Key contributors in 2021 were locally listed counters in telecoms (MTN), industrials (Motus, RMB Holdings, Distell), property (Arrowhead), education (AdvTech) and packaging (Sappi and Nampak). The top performers in 2024 included global exposures (in the main Prosus, TSMC, Meta, Amazon, Berkshire Hathaway and Hipgnosis), insurance (Just Group offshore and Momentum), property (Fairvest, NEPI & Hyprop), retail (Shoprite, Boxer and Tiger Brands), financials (Alexforbes) and banking (Absa).
PF: The future looks choppy for financial markets.
How will you manage the expected volatility?
PM: We expect volatility to be elevated in 2025 driven by the tariff risks, potentially higher inflation and the possibility of corresponding higher interest rates. However, we believe South African equities could deliver 15% to 20% returns due to attractive valuations and higher earnings growth. In our view, the risk reward for South African equities is attractive as a number of positive factors will drive higher earnings growth in 2025, including:
¡ Continuing improvement in employment, with 223 000 jobs created in the first nine months; • Consumer demand, which has accelerated post September 2024 evidenced by retail company updates; and
¡ Banks pointing to lower bad debts and an acceleration in loans.

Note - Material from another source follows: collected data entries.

PR #59, opened 2023-08-02
test

ciaranschutte:
draft pr - can add docs, clean up , add copyright, fix spellings etc if this works ok for team

big picture: call api route to get access to runtime vars

tried several approaches:
- regular js module I couldn't get to work with app due to fetch being async
- using a hook works and comes close but I want one instance of the data 
- ended up using context, shared instance of data (as close to a single module export of data I could get)


src/app/api/route.ts
```diff
@@ -0,0 +1,26 @@
...
+ * IN CONTRACT, STRICT LIABILITY, OR TORT (INCLUDING NEGLIGENCE OR OTHERWISE) ARISING IN
+ * ANY WAY OUT OF THE USE OF THIS SOFTWARE, EVEN IF ADVISED OF THE POSSIBILITY OF SUCH DAMAGE.
+ */
+
+import { NextResponse } from 'next/server';
+import { headers } from 'next/headers';
+
+export async function GET() {
+	headers()
+	return NextResponse.json({ REGION: process.env.CIARAN_RUNTIME_REGION });
```
justincorrigible, line 25: 🤔 !!!

ciaranschutte: You're going to have to give me more than that I'm afraid.

src/global/useConfig.tsx
```diff
@@ -0,0 +1,18 @@
...
+
+export const ConfigProvider = ({ children }: { children: any }) => {
+	// only need to do this once to get values from runtime api route
+	const [config, setConfig] = useState({});
+	useQuery('config', async () => {
+		const res = await fetch('http://localhost:3000/api');
+		const data = await res.json();
+		console.log('use query', data);
+		setConfig(data);
+	});
```
demariadaniel, line 14: Will this need a dependency array?

src/global/useConfig.tsx
```diff
@@ -0,0 +1,18 @@
+import { createContext, useContext, useState } from 'react';
+import { useQuery } from 'react-query';
+
+const ConfigContext = createContext({});
+
+export const ConfigProvider = ({ children }: { children: any }) => {
+	// only need to do this once to get values from runtime api route
+	const [config, setConfig] = useState({});
+	useQuery('config', async () => {
+		const res = await fetch('http://localhost:3000/api');
```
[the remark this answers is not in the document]
ciaranschutte: for sure - good call! I'm fairly certain the relative '/api' actually works seen as it's the same server instance client pages are rendered from.

src/global/useConfig.tsx
```diff
@@ -0,0 +1,18 @@
+import { createContext, useContext, useState } from 'react';
+import { useQuery } from 'react-query';
+
+const ConfigContext = createContext({});
+
+export const ConfigProvider = ({ children }: { children: any }) => {
```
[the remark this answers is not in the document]
ciaranschutte: No, context providers in general have difficulty with SSR. 
So this is the purely client approach to getting server side values. 
To get any values we'd add them to the api route (which is server side)

That's where all this difficulty lies. client vs server aspects.

src/global/useConfig.tsx
ciaranschutte: This is using useQuery from react-query so it works a little different to useEffect
it also caches by default

that been said we do have to tweak some work in `layout.tsx` having multiple re-renders that aren't needed.
This is an existing issue already.

ciaranschutte: I hear what you're saying - ensure as much as possible it gets called once. once is all that's needed

src/app/api/route.ts
justincorrigible: oh I've meant that as a "wow, let me think about this one very clever solution!". sorry, lol

src/global/useConfig.tsx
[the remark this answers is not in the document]
justincorrigible: hm so in a way, at risk of raining on the parade, this doesn't solve the problem for server routines that rely on env values, but I guess for those we can just call the "api" route directly... 🤔 messy, but could work

src/global/useConfig.tsx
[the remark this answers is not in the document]
justincorrigible: I am not sure the server-side will be able to tell what the browser route/path will be, so that may not work.

however, surely we can just pass that as an env value, once we figure out that part of this thing, right?

oh wait, chicken and egg!! lol

src/app/api/route.ts
ciaranschutte: all good :D

src/global/useConfig.tsx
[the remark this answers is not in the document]
ciaranschutte: not raining on the parade at all. this is exactly why I'm talking so much about this.

not 100% sure what "server routines" in this context is but in general it appears that:
server has access runtime process env
client side only has access to env vars from build time, because they all get inlined, including process.env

From a domestic perspective we continue to prefer SA Inc companies as we believe there is upside risk to our earnings forecasts and valuations driven by reforms, higher consumer disposable incomes and potential capital investment by both government and business. Here we favour select industrials, discretionary retail, banks and underappreciated non-discretionary consumer goods and services as we expect these sectors to show market-leading earnings growth while valuations remain compelling. We expect earnings to conservatively grow to low and mid-teens over the next two years, which is attractive in a global environment expected to be dominated by uncertainty.
Looking abroad, valuations in the US, particularly in big tech, are fairly demanding and global tensions remain high. We are exercising caution going into 2025 and maintaining our focus primarily on companies generating strong cashflows with acceptable valuations. From time to time we do add protection to the portfolio with the use of index hedges.